→ **Task item**
Each line of the material beneath should be duplicated exactly.

→ **Data records**
%%

PR #99, opened 2021-08-03
fix: we shouldn't show Spent link on inputs

pedroferreira1:
Example tx with problem: https://explorer.testnet.hathor.network/transaction/00005f234469407614bf0abedec8f722bb5e534949ad37650f6077c899741ed7
image

### DIFF
--- a/src/components/TxData.js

%%

→ **Result for this task**
PR #99, opened 2021-08-03
fix: we shouldn't show Spent link on inputs

pedroferreira1:
Example tx with problem: https://explorer.testnet.hathor.network/transaction/00005f234469407614bf0abedec8f722bb5e534949ad37650f6077c899741ed7
image

### DIFF
--- a/src/components/TxData.js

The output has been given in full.